Dataset entries
───

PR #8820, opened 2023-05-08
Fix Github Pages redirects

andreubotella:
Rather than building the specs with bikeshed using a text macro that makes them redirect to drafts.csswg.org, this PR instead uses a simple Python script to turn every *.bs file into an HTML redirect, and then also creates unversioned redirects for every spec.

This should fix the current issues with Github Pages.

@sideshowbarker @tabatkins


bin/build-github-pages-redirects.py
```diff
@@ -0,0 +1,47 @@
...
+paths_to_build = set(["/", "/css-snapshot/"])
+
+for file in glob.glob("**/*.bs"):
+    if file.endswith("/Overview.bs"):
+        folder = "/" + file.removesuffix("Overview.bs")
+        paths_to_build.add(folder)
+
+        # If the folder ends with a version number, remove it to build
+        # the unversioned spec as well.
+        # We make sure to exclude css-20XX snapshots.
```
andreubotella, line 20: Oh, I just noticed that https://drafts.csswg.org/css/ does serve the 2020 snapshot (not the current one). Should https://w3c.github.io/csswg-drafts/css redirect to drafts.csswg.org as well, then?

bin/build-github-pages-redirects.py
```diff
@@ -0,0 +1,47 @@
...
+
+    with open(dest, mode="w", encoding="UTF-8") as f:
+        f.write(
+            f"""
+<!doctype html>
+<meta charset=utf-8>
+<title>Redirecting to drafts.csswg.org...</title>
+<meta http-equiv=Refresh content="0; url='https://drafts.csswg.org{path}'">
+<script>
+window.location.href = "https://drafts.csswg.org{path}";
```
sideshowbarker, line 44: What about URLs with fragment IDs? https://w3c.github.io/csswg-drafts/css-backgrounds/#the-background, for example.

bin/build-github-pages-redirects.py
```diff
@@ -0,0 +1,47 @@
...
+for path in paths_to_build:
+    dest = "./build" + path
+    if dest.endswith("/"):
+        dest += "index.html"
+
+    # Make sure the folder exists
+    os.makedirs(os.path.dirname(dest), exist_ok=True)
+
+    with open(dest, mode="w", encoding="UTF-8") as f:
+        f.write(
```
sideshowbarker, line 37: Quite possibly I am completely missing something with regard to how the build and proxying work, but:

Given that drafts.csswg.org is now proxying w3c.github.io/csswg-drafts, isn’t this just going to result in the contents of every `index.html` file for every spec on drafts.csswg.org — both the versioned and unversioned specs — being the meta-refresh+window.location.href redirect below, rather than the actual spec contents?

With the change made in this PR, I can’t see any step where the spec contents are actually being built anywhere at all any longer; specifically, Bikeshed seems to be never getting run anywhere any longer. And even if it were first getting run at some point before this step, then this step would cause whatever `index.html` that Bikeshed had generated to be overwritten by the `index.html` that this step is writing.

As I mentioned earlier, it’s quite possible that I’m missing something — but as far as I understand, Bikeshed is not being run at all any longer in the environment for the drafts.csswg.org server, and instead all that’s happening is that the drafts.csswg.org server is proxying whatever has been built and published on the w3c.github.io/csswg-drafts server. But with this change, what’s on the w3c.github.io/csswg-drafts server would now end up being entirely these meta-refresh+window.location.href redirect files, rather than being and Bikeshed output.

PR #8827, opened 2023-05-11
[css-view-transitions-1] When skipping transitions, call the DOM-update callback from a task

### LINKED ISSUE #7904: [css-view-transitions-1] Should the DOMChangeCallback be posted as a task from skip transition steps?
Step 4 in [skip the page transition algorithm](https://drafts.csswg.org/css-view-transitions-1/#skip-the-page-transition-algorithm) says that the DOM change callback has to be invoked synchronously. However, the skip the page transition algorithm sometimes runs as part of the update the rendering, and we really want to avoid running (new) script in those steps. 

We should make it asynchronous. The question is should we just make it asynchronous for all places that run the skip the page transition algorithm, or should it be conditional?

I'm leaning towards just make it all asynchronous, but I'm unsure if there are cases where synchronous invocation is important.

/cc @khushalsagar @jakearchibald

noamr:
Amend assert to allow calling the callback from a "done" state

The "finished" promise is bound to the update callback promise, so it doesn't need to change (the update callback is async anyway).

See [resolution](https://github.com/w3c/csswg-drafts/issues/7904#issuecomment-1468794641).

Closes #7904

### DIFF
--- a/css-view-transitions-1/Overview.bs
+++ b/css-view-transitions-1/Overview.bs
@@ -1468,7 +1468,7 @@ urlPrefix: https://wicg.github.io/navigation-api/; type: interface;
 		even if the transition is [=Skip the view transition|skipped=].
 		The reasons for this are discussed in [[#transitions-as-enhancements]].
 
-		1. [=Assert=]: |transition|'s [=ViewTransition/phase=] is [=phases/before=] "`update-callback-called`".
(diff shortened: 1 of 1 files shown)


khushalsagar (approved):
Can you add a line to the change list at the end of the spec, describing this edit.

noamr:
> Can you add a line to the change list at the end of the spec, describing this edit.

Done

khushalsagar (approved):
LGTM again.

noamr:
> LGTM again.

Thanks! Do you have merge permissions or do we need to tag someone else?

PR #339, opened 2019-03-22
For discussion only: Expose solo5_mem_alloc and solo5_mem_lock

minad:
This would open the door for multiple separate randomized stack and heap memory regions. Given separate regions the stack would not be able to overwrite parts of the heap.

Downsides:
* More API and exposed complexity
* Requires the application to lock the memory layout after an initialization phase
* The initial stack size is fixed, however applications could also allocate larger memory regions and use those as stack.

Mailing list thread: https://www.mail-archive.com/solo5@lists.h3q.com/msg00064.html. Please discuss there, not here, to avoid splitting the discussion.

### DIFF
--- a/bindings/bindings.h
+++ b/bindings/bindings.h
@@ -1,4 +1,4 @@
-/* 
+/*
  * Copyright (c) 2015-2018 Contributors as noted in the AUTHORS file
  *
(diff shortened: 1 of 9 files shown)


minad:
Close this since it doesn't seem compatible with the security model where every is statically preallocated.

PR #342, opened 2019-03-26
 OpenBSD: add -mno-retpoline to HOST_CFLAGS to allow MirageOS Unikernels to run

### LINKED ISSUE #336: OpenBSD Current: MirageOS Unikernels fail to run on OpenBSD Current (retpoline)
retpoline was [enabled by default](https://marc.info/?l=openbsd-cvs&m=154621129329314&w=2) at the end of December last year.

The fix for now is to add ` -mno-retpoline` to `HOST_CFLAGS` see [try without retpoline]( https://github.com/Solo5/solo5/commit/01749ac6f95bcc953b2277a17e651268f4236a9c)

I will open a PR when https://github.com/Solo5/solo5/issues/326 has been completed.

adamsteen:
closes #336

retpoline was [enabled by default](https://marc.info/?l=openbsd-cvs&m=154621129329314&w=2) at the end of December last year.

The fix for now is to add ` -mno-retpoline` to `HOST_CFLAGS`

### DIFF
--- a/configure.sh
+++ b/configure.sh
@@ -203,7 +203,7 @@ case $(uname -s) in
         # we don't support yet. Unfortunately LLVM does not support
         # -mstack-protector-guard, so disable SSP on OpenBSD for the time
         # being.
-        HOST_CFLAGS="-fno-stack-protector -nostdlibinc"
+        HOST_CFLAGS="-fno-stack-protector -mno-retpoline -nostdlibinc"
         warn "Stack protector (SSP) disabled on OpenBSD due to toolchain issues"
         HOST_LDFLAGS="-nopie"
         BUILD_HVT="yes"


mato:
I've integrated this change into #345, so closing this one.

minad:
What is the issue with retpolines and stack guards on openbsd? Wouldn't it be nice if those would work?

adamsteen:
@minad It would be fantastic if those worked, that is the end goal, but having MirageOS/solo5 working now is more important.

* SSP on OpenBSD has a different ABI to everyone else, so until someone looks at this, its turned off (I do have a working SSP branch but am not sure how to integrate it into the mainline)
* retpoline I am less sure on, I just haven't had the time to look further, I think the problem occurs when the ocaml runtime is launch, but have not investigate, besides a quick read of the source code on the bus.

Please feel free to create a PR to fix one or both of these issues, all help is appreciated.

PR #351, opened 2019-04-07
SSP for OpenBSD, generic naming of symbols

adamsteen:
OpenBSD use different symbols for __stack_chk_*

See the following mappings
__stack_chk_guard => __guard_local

───

With "algorithm" as the search string, filter the records and return each line that has it.

Step 4 in [skip the page transition algorithm](https://drafts.csswg.org/css-view-transitions-1/#skip-the-page-transition-algorithm) says that the DOM change callback has to be invoked synchronously. However, the skip the page transition algorithm sometimes runs as part of the update the rendering, and we really want to avoid running (new) script in those steps. 
We should make it asynchronous. The question is should we just make it asynchronous for all places that run the skip the page transition algorithm, or should it be conditional?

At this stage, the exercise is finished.